People with lung cancer face significant unmet needs, impacting experiences and outcomes of care, and service costs. A value-based healthcare approach, seeking to optimise outcomes relative to healthcare expenditure, may help tailor service provision and improve efficiency. However, value-based approaches often specify clinical outcomes as target measures not always reflective of patient preferences. A bottom-up approach (where patients specify outcomes) promotes person-centred care, a central component of value-based care. This qualitative study illustrates this approach by exploring components of supportive care valued by people with lung cancer. We aimed to understand participants’ supportive care needs, valued components of care effective in addressing needs, and the impact of service provision.

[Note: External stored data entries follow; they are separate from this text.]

Issue #2669, opened 2021-10-26
Tor improvements


nyxnor:
### Reviewers
@openoms @rootzoll 

### Description
If someone wants to start testing, do it on the following order:
1. OnionService first because it will changes some scripts and variables name
1. Countermeasure is setting the correct path on all files
1. wait for Build Tor to be complete

### Overall Issues
* https://github.com/rootzoll/raspiblitz/pull/2419 is deprecated now, a lot of the methodology changed and it is now worth it anymore, the core of it, the goals are the same, but the code is not.
* https://github.com/rootzoll/raspiblitz/issues/2209

-------------

### PR:
* https://github.com/rootzoll/raspiblitz/pull/2672
* https://github.com/rootzoll/raspiblitz/pull/2711

Need to configure Pluggable Transports like in https://github.com/radio24/TorBox/blob/master/install/run_install.sh#L534-L667
Snowflake has to be built from source, obfs4 I had problems not building from source on arm64/aarch64, but TorBox is not building it, just installing the package so lets test.

I am developing this now, this is the hard part but stuck in the middle. https://www.youtube.com/watch?v=OMAIsqvTh7g

### Issues
* https://github.com/rootzoll/raspiblitz/issues/2596 This is to be faster and spend less data
* https://github.com/rootzoll/raspiblitz/issues/2054 This is why I started and needs to be solved to help anyone in need
* https://github.com/rootzoll/raspiblitz/issues/2217 I will make the onion service for debug be create by default

### This is to replace
https://github.com/rootzoll/raspiblitz/blob/dev/home.admin/config.scripts/internet.tor.sh

### Code:
* https://github.com/rootzoll/raspiblitz/issues/2677

This is for censorship resistance, use of bridges is the focus.
Vanguards was included on OnionService so discarding it here.
The issue on https://github.com/rootzoll/raspiblitz/pull/2419 related to bridges was that I modified all the files manually to fit blitz paths and it became difficult to keep up with changes upstream to solve conflicts, new commits and update them. Because of this now I bulked this task with `sed` and `find`.
I see this being used in the following manner, use the script every blitz update to keep up with torbox updates, it places the files on blitz path, /home/admin and so on. It aims to be used like this:
```
sh setup.sh
mv -r raspiblitz/ /path/to/raspiblitz/cloned/repo/
git add -a
git commit -a
```

### Issues
* https://github.com/rootzoll/raspiblitz/issues/2054 depends on `build tor`

[...]

PR #2671, opened 2021-10-27
Tor build

nyxnor:
https://github.com/rootzoll/raspiblitz/issues/2669

Preparing tor to build with pluggable transports.
The sd card build still has to be improved, maybe move snowflake build to there? Still I am using the bonus.go.sh to build.


nyxnor:
christ, wrong branch to compare

PR #3109, opened 2022-05-11
add the cln-grpc plugin

openoms:
releated #3054

### DIFF
--- a/home.admin/config.scripts/cl-plugin.cln-grpc.sh
+++ b/home.admin/config.scripts/cl-plugin.cln-grpc.sh
@@ -1,0 +1,43 @@
+#!/bin/bash
+
+# command info
+if [ $# -eq 0 ] || [ "$1" = "-h" ] || [ "$1" = "-help" ];then
+  echo
+  echo "Install the cln-grpc plugin for CLN"
+  echo "Usage:"
+  echo "cl-plugin.cln-grpc.sh [on|off] <testnet|mainnet|signet>"
+  echo
+  exit 1
+fi
+
+source <(/home/admin/config.scripts/network.aliases.sh getvars cl $2)
+
+function buildGRPCplugin() {
+  echo "- build the cln-grpc plugin"
+  if -f /home/bitcoin/cl-plugins-available/cln-grpc/debug/cln-grpc; then
+    cd /home/bitcoin/lightning/plugins/grpc-plugin
+    sudo -u bitcoin /home/bitcoin/.cargo/bin/cargo build \
+     --target-dir /home/bitcoin/cl-plugins-available/cln-grpc
+  fi
+}
+
+if [ "$1" = install ]; then
+  buildGRPCplugin
+
+elif [ "$1" = on ]; then
+  buildGRPCplugin
+  sudo ln -s /home/bitcoin/cl-plugins-available/cln-grpc/debug/cln-grpc \
+   /home/bitcoin/${netprefix}cl-plugins-enabled/
+  #blitz.conf.sh set [key] [value] [?conffile] <noquotes>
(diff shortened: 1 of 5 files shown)


home.admin/config.scripts/cl-plugin.cln-grpc.sh
```diff
@@ -0,0 +1,43 @@
...
+  sudo ln -s /home/bitcoin/cl-plugins-available/cln-grpc/debug/cln-grpc \
+   /home/bitcoin/${netprefix}cl-plugins-enabled/
+  #blitz.conf.sh set [key] [value] [?conffile] <noquotes>
+  /home/admin/config.scripts/blitz.conf.sh set grpc-port "7777" ${CLCONF} noquotes
+  /home/admin/config.scripts/blitz.conf.sh set ${netprefix}cln-grpc-port "7777"
+
+elif [ "$1" = off ]; then
+    sed -i "/^grpc-port/d" ${CLCONF}
+    rm -rf /home/bitcoin/${netprefix}cl-plugins-enabled/cln-grpc
+    /home/admin/config.scripts/blitz.conf.sh set ${netprefix}cln-grpc-port "off"
```
openoms, line 38: @rootzoll question: is there a benefit to use the port number here or should it be just 
`${netprefix}cln-grpc=on|off` in the `raspiblitz.conf`?

Also the port number is completely arbitrary, suggestions are welcome.
For example on the 4*3 phone keyboard GRPC is 4772.

home.admin/config.scripts/cl-plugin.cln-grpc.sh
```diff
@@ -0,0 +1,43 @@
...
+if [ "$1" = install ]; then
+  buildGRPCplugin
+
+elif [ "$1" = on ]; then
+  buildGRPCplugin
+  sudo ln -s /home/bitcoin/cl-plugins-available/cln-grpc/debug/cln-grpc \
+   /home/bitcoin/${netprefix}cl-plugins-enabled/
+  #blitz.conf.sh set [key] [value] [?conffile] <noquotes>
+  /home/admin/config.scripts/blitz.conf.sh set grpc-port "7777" ${CLCONF} noquotes
+  /home/admin/config.scripts/blitz.conf.sh set ${netprefix}cln-grpc-port "7777"
```
openoms: @rootzoll question: is there a benefit to use the port number here or should it be just 
`${netprefix}cln-grpc=on|off` in the `raspiblitz.conf` and in redis?

Also the port number is completely arbitrary, suggestions are welcome.
For example on the 4*3 phone keyboard GRPC is 4772.

openoms:
building the `grpc-plugin` takes a good few minutes. I suggest it should be part of the "fatpack" SDcard image and can be on by default just like the experimental-features of CLN.

home.admin/config.scripts/cl-plugin.cln-grpc.sh
rootzoll: I mean its nice to have the port numer as an option - the prestart script should take care of always setting it number. Only point is that its a bit more fuzzy as testing against "on" to check if the service shoudl be active. So now we would test if NOT "" - but that should be basically fine.

rootzoll: port numbner 4772 sounds good with me - nice idea with the GRPC phonekeyboard coding :)

rootzoll:
Please merge if you see this PR as done. Intense testing will be done as part of RC1

openoms:
The cln-grpc plugin will be the part of the image release as it will be built after CLN in the build_sdcard.sh. Meging to `dev` for testing.

PR #3113, opened 2022-05-11
fix electrs is ready for btc-rpc-explorer prestart

PatrickScheich:
After reboot btc-rpc-explorer service gets trapped in a reboot loop as the check if elelctrs is running and ready always fails.
`netstat -n` does not show connections in LISTEN state.  
`netstat -tan` shows all tcp connections `-t` in all states `-a` without resolving names `-n` to prvent dns spam


rootzoll:
thx - good catch

rootzoll:
merging for v1.8.0 release

PR #3031, opened 2022-03-18
Add Alby

secondl1ght:
I have added Alby as a tutorial connection option for RaspiBlitz users. Please let me know if you require any further information, thanks!

PR #3125, opened 2022-05-17
Use special bonus script to show connection details for Alby

bumi:
This PR builds on #3031

[Alby](https://getalby.com/) is a lightning app for desktop browsers and thus it is not possible for users to scan a lndconnect QR code. PR 3031 reused the current bonus.lndconnect.sh script which displays a QR code. This is not really usable for Alby. 
This new bonus.alby.sh script prints Alby connection details that can be copied and pasted into Alby.

Note: this is the first time I am writing some RaspiBlitz code, I am not sure how correct this is. 
I've tried to test the script by c&p it to my running node.

### DIFF
--- a/home.admin/99connectMenu.sh
+++ b/home.admin/99connectMenu.sh
@@ -70,18 +70,7 @@ case $CHOICE in
     exit 0;;
 
   ALBY)
-      websiteLink="https://getalby.com"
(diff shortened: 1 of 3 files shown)


rootzoll:
thx :) merged for v1.8.0 release

PR #3141, opened 2022-05-23
cln-backup: use the version before poetry

openoms:
fix for new installs on v1.7 as the poetry installation breaks the old method

Related issue: https://github.com/lightningd/plugins/issues/363


openoms:
tested ok, merging and cherry-picking to dev

PR #3160, opened 2022-06-09
Adapt to new migration for umbrel 0.5.0 including core lightning data

### LINKED ISSUE #3159: Check Umbrel migration for new 0.5.0 version
https://blog.getumbrel.com/introducing-umbrel-0-5-a-beautiful-personal-server-os-for-self-hosting-dcbee7e23b64

Also now that they have also core lightning - this needs to be part of the migration process, too.

rootzoll:
fixes #3159


rootzoll:
@openoms I works that I can migrate the core lightning data - but their hsm_secret is not encrypted as far as i can see, should we leave this as default after migration?

openoms:
Yes, we are not encrypting it by default either.

PR #3177, opened 2022-06-21
remove TODO in 00infoLCD

woehrer12:


rootzoll:
basically a good catch - but this comment was made when refactoring of the touchscreen was still considered to be part of v1.8.0 - but now git pushed up to 1.8.3. So pushing this PR to v1.8.3 milestone (will take a bit before merge)

PR #3183, opened 2022-06-23
set LANG=en_US.utf8 when using grep 'Good signature'

openoms:
avoid the edge cases when `grep 'Good signature'` fails in non-English environments

Related discussion: https://github.com/bitcoin/bitcoin/issues/25395#issuecomment-1163594630


openoms:
As a next step we should move to exit code based decisions everywhere, but for now this applies to all where `grep 'Good signature'` is used

PR #3188, opened 2022-06-24
reduce lnd workers to number of cores if -lt 8

### LINKED ISSUE #3187: Reduce load by limiting LND to use 4 cores only
New options in the lnd.conf to be tweaked accrodingly:
```
[workers]

; Maximum number of concurrent read pool workers. This number should be
; proportional to the number of peers. (default: 100)
; workers.read=200

; Maximum number of concurrent write pool workers. This number should be
; proportional to the number of CPUs on the host. (default: 8)
; workers.write=8

; Maximum number of concurrent sig pool workers. This number should be
; proportional to the number of CPUs on the host. (default: 8)
; workers.sig=4
```
https://github.com/lightningnetwork/lnd/blob/master/sample-lnd.conf#L1139

Eg for the RPi4 with 4 cores:

```
[workers]
workers.write=4
workers.sig=4
```

Related: https://github.com/fusion44/blitz_api/issues/126

openoms:
fix #3187

### DIFF
--- a/home.admin/config.scripts/lnd.check.sh
+++ b/home.admin/config.scripts/lnd.check.sh
@@ -208,6 +208,31 @@ if [ "$1" == "prestart" ]; then
   setting ${lndConfFile} ${insertLine} "db.bolt.auto-compact-min-age" "672h"
   setting ${lndConfFile} ${insertLine} "db.bolt.auto-compact" "true"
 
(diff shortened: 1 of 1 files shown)


openoms:
tested ok on an RPi4, ready to merge

PR #3226, opened 2022-07-13
Fixed x64 checksum

ktecho:
Tried creating SD card from dev and checksum for x64 doesn't match. I checked the other 2 files for other architectures and they seem ok.

Please, take the correct one in this PR


ktecho:
I tried it pointing the install script to my "raspiblitz" repo and it work flawlessly.

rootzoll:
Good catch. Thx :)

Issue #3537, opened 2022-12-17
LightningTipBot and LNDg SETTINGS conflict


allyourbankarebelongtous:
In the dev branch, both LightningTipBot and LNDg use option "g" to select for install in 00settingsMenuServices.sh.

  OPTIONS+=(g 'LightningTipBot' ${lightningtipbot})
fi

# just available for LND
if [ "${lightning}" == "lnd" ] || [ "${lnd}" == "on" ]; then
  OPTIONS+=(r 'LND RTL Webinterface' ${rtlWebinterface})
  OPTIONS+=(t 'LND ThunderHub' ${thunderhub})
  OPTIONS+=(l 'LND LIT (loop, pool, faraday)' ${lit})
  OPTIONS+=(g 'LND LNDg (auto-rebalance, auto-fees)' ${lndg})

This results in installing LightningTipBot when you want to install LNDg, and then it showing that both are installed. PR incoming to fix today.

rootzoll:
Thx. PR merged. Will be part of v1.9 release :)

PR #3538, opened 2022-12-17
Update 00settingsMenuServices.sh

allyourbankarebelongtous:
Fixes a conflict between LightningTipBot and LNDg install on the SERVICES menu. Both LNDg and LightningTipBot were using "g" as the character to identify selection, resulting in the installation of both services when one is selected. Changes the identifier for LNDg to a ü.

### DIFF
--- a/home.admin/00settingsMenuServices.sh
+++ b/home.admin/00settingsMenuServices.sh
@@ -66,7 +66,7 @@ if [ "${lightning}" == "lnd" ] || [ "${lnd}" == "on" ]; then
   OPTIONS+=(r 'LND RTL Webinterface' ${rtlWebinterface})
   OPTIONS+=(t 'LND ThunderHub' ${thunderhub})
   OPTIONS+=(l 'LND LIT (loop, pool, faraday)' ${lit})
-  OPTIONS+=(g 'LND LNDg (auto-rebalance, auto-fees)' ${lndg})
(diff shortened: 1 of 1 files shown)


allyourbankarebelongtous:
Fixes [Issue #3537](https://github.com/rootzoll/raspiblitz/issues/3537)

Tests good

openoms:
Thanks for catching this. As we are running out of characters I think it would be better to use double ASCII characters for the menu identification rather than starting to introduce non-ASCII letters. It can make thing complicated that `ü` is not on the most widely used English keyboards.

Would need to double all letters like adding `a` to the end of all of them to start with, then `b` as necessary like here it could be `ga` for LightningTipBot and `gb` for LNDg.

allyourbankarebelongtous:
> Thanks for catching this. As we are running out of characters I think it would be better to use double ASCII characters for the menu identification rather than starting to introduce non-ASCII letters. It can make thing complicated that `ü` is not on the most widely used English keyboards.
> 
> Would need to double all letters like adding `a` to the end of all of them to start with, then `b` as necessary like here it could be `ga` for LightningTipBot and `gb` for LNDg.

Incoming!

allyourbankarebelongtous:
Changed as suggested. Tests good on the nuc.

openoms (approved):
LGTM

rootzoll (approved):

PR #3574, opened 2022-12-24
Proxmox installation guide update to 1.9

cercatrova21:
tested on my proxmox host, works


rootzoll (approved):

rootzoll:
@cercatrova21 is there a reason why not use
```
sudo bash build_sdcard.sh -f 0 -d headless
```
so it will run without fatpack & without any display ... I mean without fatpack also the WebUI would not be available for setup (can be activated later) but for a mor pro setup like with proxmox I would recommend the SSH update anyway for a time being.

cercatrova21:
Good point, will add that as optional point in the guide

PR #3597, opened 2023-01-09
Update LNDg to latest version 1.5.0

allyourbankarebelongtous:
PR to update the LNDg install script bonus.lndg.sh to version 1.5.0. Tests good for me.


allyourbankarebelongtous:
Second commit fixes an issue a user had who had added lndg with the PR prior to it being incorporated. When the user went to update raspiblitz to v1.9, lndg installed without an issue but couldn't read the database at /mnt/hdd/app-data. After troubleshooting, the problem was that the owner of /mnt/hdd/app-data/lndg was mempool for some reason. Adds a couple of commands to set the user and permissions of old databases in case they are messed up prior to installing lndg when doing a new install but using an existing database.

allyourbankarebelongtous:
Last commit fixes indents

rootzoll (approved):
LGTM - still needs one quick install test

PR #3615, opened 2023-01-16
suez update and improvements

openoms:


rootzoll (approved):
Install & Quick funtion test worked on my testmachine.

Participants comprised people with lung cancer attending two public, metropolitan health services. Purposive sampling was employed to include demographically diverse individuals. Qualitative semi-structured interviews were used to explore participant experiences of supportive care need, services received and valued, and outcomes of support received. Qualitative data were analysed thematically using interpretive description.
Twenty-three people with lung cancer participated. Demographic and clinical data were analysed descriptively. Qualitative analysis revealed three themes: valued components of supportive care (sub-themes: ongoing opportunity for consultation and person-centred information), benefits of valued supportive care, and consequences of missed supportive care. Importantly, patients described absence of or generic approaches to supportive care as factors that led to disengagement from, loss of trust in, and feelings of not being valued by the healthcare system.
People with lung cancer valued ongoing opportunities for consultation and person-centred information, tailored to their supportive care needs. This study contributes new knowledge, describing what components of supportive care people with lung cancer value, highlighting opportunities to strengthen value-based lung cancer care. A bottom-up approach provides opportunity to establish models of care informed by outcomes that matter to patients.